= Integrity Inventory =

The Integrity Inventory (stylized as I^{2}), is a nationally normed entry-level personnel selection tool that incorporates employment integrity testing. It was developed by industrial organizational psychologist Mark Tawney, Ph.D., Principal and Vice President of IOS, Inc., or Industrial/Organizational Solutions Inc, referred to as IOS in the 2009 United States Supreme Court case, Ricci v. DeStefano. In the United States, vocations within the public safety sector, (i.e., firefighter, sheriff and police officer, correctional officer, emergency medical services including emergency medical technician); and employment in for-profit retail and wholesale business, and nonprofit sectors often require Industrial and Organizational Psychology employment testing, for initial employment and advancement throughout the ranks.

==Overview==
The Integrity Inventory, when used as a pre-employment screening tool, predicts individuals’ likelihood of engaging in Counterproductive work behaviors including assessing: ethics and moral character, work attitudes, theft attitudes, potential for substance abuse (i.e., alcohol or drug use), emotional stability, turnover intentions, and/or behaviors that are hazardous and place the civilian population and coworkers at heightened risks.

Qualified individuals with a reduced risk of such counterproductive workplace behaviors are selected for employment, leading to a more productive workforce.

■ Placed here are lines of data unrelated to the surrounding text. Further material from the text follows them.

PR #118, opened 2018-12-03
1_Updated docs

pdtran3k6:


tony-history-server/README.md
```diff
@@ -1,12 +1,15 @@
...
 ```
 $ cd tony-history-server
 ```
 
+- Rename `conf/application.example.conf` to `conf/application.conf` and set 
+all the necessary configurations.
+
 - Build the project with Gradle (installed):
 ```
 $ gradle build
```
erwa: Can we use `./gradlew`?

tony-history-server/README.md
```diff
@@ -35,21 +38,29 @@ $ gradle testPlayBinary
...
 
-## Deploy to test cluster
-Before using the script, ensure that you have set execution permission (`chmod +x buildAndDeploy.sh`)
-
-- To bundle the history server app and deploy to another host
+## Production
+- Bundle the production binary:
 ```
-$ ./buildAndDeploy.sh user hostname.test.abc.com
+$ gradle dist
```
erwa: Same

tony-history-server/conf/tony-site.sample.xml
```diff
@@ -0,0 +1,47 @@
...
+        <name>tony.https.keystore.algorithm</name>
+        <value>SunX509</value>
+    </property>
+    <property>
+        <name>tony.http.port</name>
+        <value>disabled</value>
+    </property>
+    <property>
+        <name>tony.secret.key</name>
+        <value>Prod</value>
```
erwa: What does this `secret.key` do? The keystore password makes sense to me, but I'm not sure what this `secret.key` is for. Is the `secret.key` a password of sorts or is it just an identifier/label?

tony-history-server/README.md
pdtran3k6: Sure.

tony-history-server/conf/tony-site.sample.xml
pdtran3k6: https://www.playframework.com/documentation/2.6.x/ApplicationSecret.

tony-history-server/README.md
pdtran3k6: Sure.

tony-history-server/conf/tony-site.sample.xml
erwa: Thanks. That doc says "Anyone that can get access to the secret will be able to generate any session they please, effectively allowing them to log in to your system as any user they please."

So we should make sure the production secret we use is not checked in to source control and not in the tony-site.xml on the client side.

erwa: I would suggest changing the value of `tony.secret.key` in the example to `changeme` (which is the default for `play.http.secret.key`.

Issue #123, opened 2018-12-11
TonY History Server should start using nohup


erwa:
Currently, the startTHS.sh script uses `exec` to start, and so if the SSH session in which the THS is started dies, the THS process itself dies. We should use `nohup` so the THS will continue running even when the SSH session is closed. (Alternatively, we could run THS as a background process.)

PR #125, opened 2018-12-11
1_Updated + added new script

pdtran3k6:
For https://github.com/linkedin/TonY/issues/123.

### DIFF
--- a/tony-history-server/stopTHS.sh
+++ b/tony-history-server/stopTHS.sh
@@ -1,0 +1,34 @@
+#!/usr/bin/env sh
+###########################################################################################################
+# NAME: stopTHS.sh
+#
+# DESCRIPTION:
+# This script stops the Tony History Server (THS) process.
+#
+#
+# INPUT:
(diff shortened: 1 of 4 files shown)


tony-history-server/stopTHS.sh
```diff
@@ -0,0 +1,34 @@
...
+#
+# EXIT CODE:
+# 0 - Success
+# 1 - Failed to find RUNNING_PID
+#
+#
+# CHANGELOG:
+# DEC 10 2018 PHAT TRAN
+############################################################################################################
+RUNNING_PID_PATH=./RUNNING_PID
```
erwa: Currently, it seems like startTHS.sh does not create this file. Should startTHS.sh be updated?

erwa: Synced offline. Apparently, `nohup` automatically generates a `RUNNING_PID` file.

Would be good to add a comment to startTHS.sh saying that nohup will generate the RUNNING_PID file.

Issue #124, opened 2018-12-11
TonyClient should print a link to the TonY History Server page for an application when it finishes


erwa:
To make the THS page for a TonY application more easily accessible, the TonyClient could print a link to it when the application finishes.

PR #126, opened 2018-12-11
1_Added app THS link printer

pdtran3k6:
For https://github.com/linkedin/TonY/issues/124.

### DIFF
--- a/tony-core/src/main/java/com/linkedin/tony/Constants.java
+++ b/tony-core/src/main/java/com/linkedin/tony/Constants.java
@@ -13,6 +13,11 @@ public class Constants {
   // File Permission
   public static final FsPermission perm770 = new FsPermission((short) 0770);
 
+  // History Server related constants
+  public static final String JH_HOST= "ltx1-mlearn-alpha-jh01.grid.linkedin.com";
+  public static final String JOBS_SUFFIX = "jobs";
+  public static final String CONFIG_SUFFIX = "config";
+
   // TensorFlow constants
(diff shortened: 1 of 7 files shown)


tony-core/src/main/java/com/linkedin/tony/Constants.java
```diff
@@ -13,6 +13,11 @@
   // File Permission
   public static final FsPermission perm770 = new FsPermission((short) 0770);
 
+  // History Server related constants
+  public static final String JH_HOST= "ltx1-mlearn-alpha-jh01.grid.linkedin.com";
```
oliverhu: don't put this....

pdtran3k6: Hmm ok yeah I was thinking that we have our own private network so they can't even access it from outside, but it's good practice anw. I'll update this and other instances that uses real hostname/path/etc.

tony-core/src/main/java/com/linkedin/tony/Constants.java
```diff
@@ -13,6 +13,10 @@
   // File Permission
   public static final FsPermission perm770 = new FsPermission((short) 0770);
 
+  // History Server related constants
+  public static final String JOBS_SUFFIX = "jobs";
+  public static final String CONFIG_SUFFIX = "config";
```
erwa: I would just call these constants `JOBS` and `CONFIG` and remove the `_SUFFIX` part.

Feel free to address in a separate PR or as part of another PR.

PR #135, opened 2018-12-15
tony doesnt wait for chief worker to finish before stopping #134

### LINKED ISSUE #134: tony doesn't wait for chief worker to finish before stopping
We wait for all workers to finish before stopping the training job. However, `chief` is another type of job we should also wait for.

Related code snippet.
```
      if (numCompletedWorkerTasks.get() == numTotalWorkerTasks) {
        Utils.printWorkerTasksCompleted(numCompletedWorkerTasks, numTotalWorkerTasks);
        break;
      }
```

This should be configurable as well.

oliverhu:
Fix #134

### DIFF
--- a/tony-core/src/main/java/com/linkedin/tony/TonyConfigurationKeys.java
+++ b/tony-core/src/main/java/com/linkedin/tony/TonyConfigurationKeys.java
@@ -86,7 +86,7 @@ public class TonyConfigurationKeys {
   public static final String TONY_APPLICATION_PREFIX = TONY_PREFIX + "application.";
 
   public static final String APPLICATION_NAME = TONY_APPLICATION_PREFIX + "name";
-  public static final String DEFAULT_APPLICATION_NAME = "TensorFlowApplication";
+  public static final String DEFAULT_APPLICATION_NAME = "TonyApplication";
 
   public static final String FRAMEWORK_NAME = TONY_APPLICATION_PREFIX + "framework";
   public static final String DEFAULT_FRAMEWORK_NAME = "tensorflow";
@@ -171,6 +171,10 @@ public class TonyConfigurationKeys {
   public static final String WORKER_PREFIX = TONY_PREFIX + "worker.";
   public static final String WORKER_TIMEOUT = WORKER_PREFIX + "timeout";
   public static final int DEFAULT_WORKER_TIMEOUT = 0;
+
+  // Job types that we don't wait to finish
+  public static final String IGNORED_JOBTYPES = TONY_APPLICATION_PREFIX + "ignored.jobtypes";
+  public static final String IGNORED_JOBTYPES_DEFAULT = "ps";
 
   // Training chief configuration
   public static final String CHIEF_PREFIX = TONY_PREFIX + "chief.";
--- a/tony-core/src/main/java/com/linkedin/tony/TonyConfigurationKeys.java
+++ b/tony-core/src/main/java/com/linkedin/tony/TonyConfigurationKeys.java
@@ -179,8 +179,8 @@ public class TonyConfigurationKeys {
   public static final int DEFAULT_WORKER_TIMEOUT = 0;
 
   // Job types that we don't wait to finish
-  public static final String IGNORED_JOBTYPES = TONY_APPLICATION_PREFIX + "ignored.jobtypes";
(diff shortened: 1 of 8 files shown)


tony-core/src/main/java/com/linkedin/tony/TonyConfigurationKeys.java
```diff
@@ -178,6 +178,10 @@ public static String getContainerResourcesKey() {
   public static final String WORKER_TIMEOUT = WORKER_PREFIX + "timeout";
   public static final int DEFAULT_WORKER_TIMEOUT = 0;
 
+  // Job types that we don't wait to finish
+  public static final String IGNORED_JOBTYPES = TONY_APPLICATION_PREFIX + "ignored.jobtypes";
+  public static final String IGNORED_JOBTYPES_DEFAULT = "ps";
```
erwa: Can we rename this `tony.untracked.jobtypes`?

tony-core/src/test/java/com/linkedin/tony/TestTonyE2E.java
```diff
@@ -251,4 +251,26 @@ public void testTonyResourcesFlag() throws ParseException {
...
+   * is gonna fail.
+   */
+  @Test
+  public void testWaitingForChiefToFinish() throws ParseException {
+    conf.setBoolean(TonyConfigurationKeys.IS_SINGLE_NODE, false);
+    conf.setInt(TonyConfigurationKeys.TASK_MAX_MISSED_HEARTBEATS, 2);
+    client = new TonyClient(conf);
+    client.init(new String[]{
+        "--src_dir", "tony-core/src/test/resources/",
+        "--executes", "tony-core/src/test/resources/conditional_wait.py",
```
erwa: After https://github.com/linkedin/TonY/pull/131, we should be able to just specify `--executes conditional_wait.py`, no?

tony-core/src/test/java/com/linkedin/tony/TestTonyE2E.java
```diff
@@ -251,4 +251,26 @@ public void testTonyResourcesFlag() throws ParseException {
     int exitCode = client.start();
     Assert.assertEquals(exitCode, 0);
   }
+
+
+  /*
+   * In conditional_wait.py script, we wait for 5s for chief job type. If we only wait for worker to finish, this test
+   * is gonna fail.
```
erwa: I don't understand why this test would fail even if we only waited for non-chief workers to finish.

tony-core/src/test/java/com/linkedin/tony/TestTonyE2E.java
oliverhu: Yah, i branched off master for this fix. didn't pick up #131 . will rebase that.

tony-core/src/test/java/com/linkedin/tony/TestTonyE2E.java
oliverhu: This test tries to mimic the scenario happens in #134. 

Prior to this change, we don't wait for non-chief worker to finish and conclude the training. The logic in TonySession's `updateSessionStatus()` method used to make decision based on if non-ps worker has finished, if no -> setFinalStatus false.

erwa: Got it, that makes sense. Thanks for explaining.

tony-core/src/test/java/com/linkedin/tony/TestTonyE2E.java
```diff
@@ -251,4 +251,26 @@ public void testTonyResourcesFlag() throws ParseException {
...
+   */
+  @Test
+  public void testWaitingForChiefToFinish() throws ParseException {
+    conf.setBoolean(TonyConfigurationKeys.IS_SINGLE_NODE, false);
+    conf.setInt(TonyConfigurationKeys.TASK_MAX_MISSED_HEARTBEATS, 2);
```
erwa: Are either of these two confs necessary? IS_SINGLE_NODE=false is already the default, and the missed heartbeats setting doesn't seem relevant to this test.

oliverhu: Makes sense. Removed those 2

PR #137, opened 2018-12-17
Minor refactoring

pdtran3k6:
Addressing https://github.com/linkedin/TonY/pull/107#discussion_r242214374, https://github.com/linkedin/TonY/pull/107#discussion_r242215375, and https://github.com/linkedin/TonY/pull/107#discussion_r242215810.
Updated testParserUtils + testHdfsUtils with Constants.TONY_CORE_SRC
Updated app config
Modified Parser method to use Java 8 API

### DIFF
--- a/tony-core/src/main/java/com/linkedin/tony/util/ParserUtils.java
+++ b/tony-core/src/main/java/com/linkedin/tony/util/ParserUtils.java
@@ -203,15 +203,7 @@ public class ParserUtils {
   }
 
   public static List<JobEvent> mapEventToJobEvent(List<Event> events) {
-    return events.stream().map(ParserUtils::initJobEvent).collect(Collectors.toList());
-  }
-
-  private static JobEvent initJobEvent(Event e) {
-    JobEvent wrapper = new JobEvent();
-    wrapper.setType(e.getType());
-    wrapper.setEvent(e.getEvent());
-    wrapper.setTimestamp(e.getTimestamp());
-    return wrapper;
+    return events.stream().map(JobEvent::convertEventToJobEvent).collect(Collectors.toList());
   }
 
   private ParserUtils() { }
--- a/tony-core/src/main/java/com/linkedin/tony/util/ParserUtils.java
+++ b/tony-core/src/main/java/com/linkedin/tony/util/ParserUtils.java
@@ -16,6 +16,7 @@ import java.util.ArrayList;
 import java.util.Arrays;
 import java.util.Collections;
 import java.util.List;
+import java.util.stream.Collectors;
 import javax.xml.parsers.DocumentBuilder;
 import javax.xml.parsers.DocumentBuilderFactory;
 import javax.xml.parsers.ParserConfigurationException;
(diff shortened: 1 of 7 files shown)


tony-core/src/main/java/com/linkedin/tony/util/ParserUtils.java
```diff
@@ -202,15 +203,15 @@ public static JobMetadata parseMetadata(FileSystem fs, Path jobFolderPath, Strin
...
-      wrapper.setType(e.getType());
-      wrapper.setEvent(e.getEvent());
-      wrapper.setTimestamp(e.getTimestamp());
-      jobEvents.add(wrapper);
-    }
-    return jobEvents;
+    return events.stream().map(ParserUtils::initJobEvent).collect(Collectors.toList());
+  }
+
+  private static JobEvent initJobEvent(Event e) {
```
oliverhu: this looks weird. Look like it should be a method in JobEvent class?

pdtran3k6: Ahh I see. That makes more sense actually. Will update soon.

pdtran3k6:
Regarding https://github.com/linkedin/TonY/pull/107#issuecomment-447902575, I'm assuming by final folder you meant `intermediate` folder and _not_ the `finished` folder. 
With that being said, I think what we can do is we can write a temp file with the naming convention something like what you said (`<appId>-<startTime>-INPROGRESS-<user>.jhist`), and then we can modify the logic to just move the completed file (`<appId>-<startTime>-<completeTime>-<user>-<status>.jhist`) to `finished` and leave the inprogress one in `intermediate`. Wdyt? @erwa @oliverhu

oliverhu:
not sure what @erwa meant, I'll leave to him to comment

erwa:
> Regarding [#107 (comment)](https://github.com/linkedin/TonY/pull/107#issuecomment-447902575), I'm assuming by final folder you meant `intermediate` folder and _not_ the `finished` folder.

Yeah, I mean the `intermediate/<appId>` folder.

> With that being said, I think what we can do is we can write a temp file with the naming convention something like what you said (`<appId>-<startTime>-INPROGRESS-<user>.jhist`), and then we can modify the logic to just move the completed file (`<appId>-<startTime>-<completeTime>-<user>-<status>.jhist`) to `finished` and leave the inprogress one in `intermediate`. Wdyt? @erwa @oliverhu

I think we can write the temp INPROGRESS file to `intermediate/<appId>` (we may want to add a `.tmp` suffix to emphasize this is a temporary file that will be renamed -- this is what MR does, I believe). If the THS sees an INPROGRESS file, it can still show it on the job listings page but shouldn't move it to the `finished` directory.

When the application finishes, the TonyAM can rename the INPROGRESS file to SUCCEEDED/FAILED and add the finish time to the file name. (This is a rename within the same `intermediate/<appId>` folder.)

When the THS sees a SUCCEEDED/FAILED jhist file, then it can move the entire `<appId>` directory to the `finished` directory.

Issue #98, opened 2018-11-20
TonY Portal should enforce retention on history files


erwa:
Currently, history files are retained forever. The retention period should be configurable and TonY Portal should take care of enforcing retention.

As part of retention, we can also clean up in-progress files that are older than the retention period. (These are probably jobs that crashed or encountered other abnormal conditions.)

Internal Jira: LIHADOOP-43855

PR #140, opened 2018-12-18
Write to inprogress file

pdtran3k6:


tony-core/src/main/java/com/linkedin/tony/TonyJobMetadata.java
```diff
@@ -5,31 +5,28 @@
...
 
 
 public class TonyJobMetadata {
-  private static final Log LOG = LogFactory.getLog(TonyJobMetadata.class);
   private String id;
   private String url;
-  private long started;
-  private long completed;
+  private Long started;
+  private Long completed;
```
erwa: Why did you change these from `long` to `Long`? It's preferable to keep everything as a primitive `long` to avoid the implicit boxing/unboxing.

You probably changed them to object `Long` to support `null`, but another way to handle this is to use `-1L` to indicate a job does not have a start or end time.

tony-core/src/main/java/com/linkedin/tony/TonyJobMetadata.java
```diff
@@ -5,31 +5,28 @@
...
   private String user;
 
   // for testing only
   TonyJobMetadata() {
     this.id = "";
     this.url = "";
-    this.started = 0;
-    this.completed = 0;
+    this.started = (long) 0;
+    this.completed = (long) 0;
```
erwa: Rather than casting an int to a long, you can create a long literal by using `0L`.

tony-core/src/test/java/com/linkedin/tony/TestEventHandler.java
```diff
@@ -53,12 +53,13 @@ public void setup() {
   }
 
   @Test
```
erwa: Generally, you put the test for a class in the same package as the class itself. So since EventHandler is in package `com.linkedin.tony.events`, TestEventHandler should be in the same package under the test folder. By doing this, you can make the `@VisibleForTesting` methods package-private instead of public.

tony-core/src/main/java/com/linkedin/tony/events/EventHandler.java
```diff
@@ -24,18 +23,26 @@
   private static final Log LOG = LogFactory.getLog(EventHandler.class);
   private boolean isStopped = false;
   private BlockingQueue<Event> eventQueue;
-  private Path historyFile = null;
-  private Path tmpFile = new Path(Constants.TMP_AVRO);
+  private Path finalHistFile = null;
+  private Path tmpHistFile;
```
erwa: Instead of `tmpHistFile`, can we call this `inProgressHistFile`?

tony-core/src/main/java/com/linkedin/tony/events/EventHandler.java
```diff
@@ -86,25 +93,33 @@ public void run() {
...
+    // If setupThread method fails to create tmpHistFile,
+    // return immediately since we don't have any file to begin with
+    if (tmpHistFile == null) {
+      return;
+    }
+
+    // At this point, finalHistFile should be set
     // If not, then discard all events
-    if (historyFile == null) {
+    if (finalHistFile == null) {
```
erwa: Even if finalHistFile is not set, I don't think we should just delete the written events. Just leave them as is and they can get cleaned up during retention (#98). In fact, the written events should help us debug why the finalHistFile wasn't set (seeing which events have been written can help us pinpoint when in the application execution it crashed).

tony-core/src/test/java/com/linkedin/tony/TestHistoryFileUtils.java
```diff
@@ -0,0 +1,50 @@
+/**
+ * Copyright 2018 LinkedIn Corporation. All rights reserved. Licensed under the BSD-2 Clause license.
+ * See LICENSE in the project root for license information.
+ */
+package com.linkedin.tony;
```
erwa: Put the test for HistoryFileUtils in the same package as HistoryFileUtils, i.e. `com.linkedin.tony.util`.

tony-core/src/main/java/com/linkedin/tony/TonyJobMetadata.java
```diff
@@ -38,21 +35,26 @@ private TonyJobMetadata(String id, String url, long started, long completed, Str
     this.user = user;
   }
 
-  public static TonyJobMetadata newInstance(Configuration yarnConf, String appId, long started, long completed,
-      boolean status, String user) {
-    String jobStatus = status ? "SUCCEEDED" : "FAILED";
+  // Since newInstance could be called when the job hasn't finished,
+  // `completed` and `status` could be null
+  public static TonyJobMetadata newInstance(Configuration yarnConf, String appId, Long started, Long completed,
```
erwa: Another pattern to consider is using a Builder to construct a TonyJobMetadata. Example:

```
// After defining a static class Builder class inside TonyJobMetadata
new TonyJobMetadata.Builder().setConf(new Configuration()).setAppId(...).setStartTime(...).setStatus().setUser().build();
```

Counterproductive workplace behaviors lead to real financial losses for business; in the public safety and private sector, such behaviors are hazardous and place the civilian population and coworkers at heightened risk. As such, the prediction of counterproductive workplace behaviors constitutes a business necessity as outlined in the U.S. Equal Employment Opportunity Commission’s Uniform Guidelines on Employee Selection Procedures. Psychological testing is a standard and growing practice for human resources departments throughout the United States who seek high integrity employees.

This exam has the sensitivity needed to accurately assess the individuals that will be charged with protecting our lives, families, property, and businesses. The Integrity Inventory displays no adverse impact against protected classes and allows you to select and rank-order candidates most likely to succeed based on their integrity and honesty.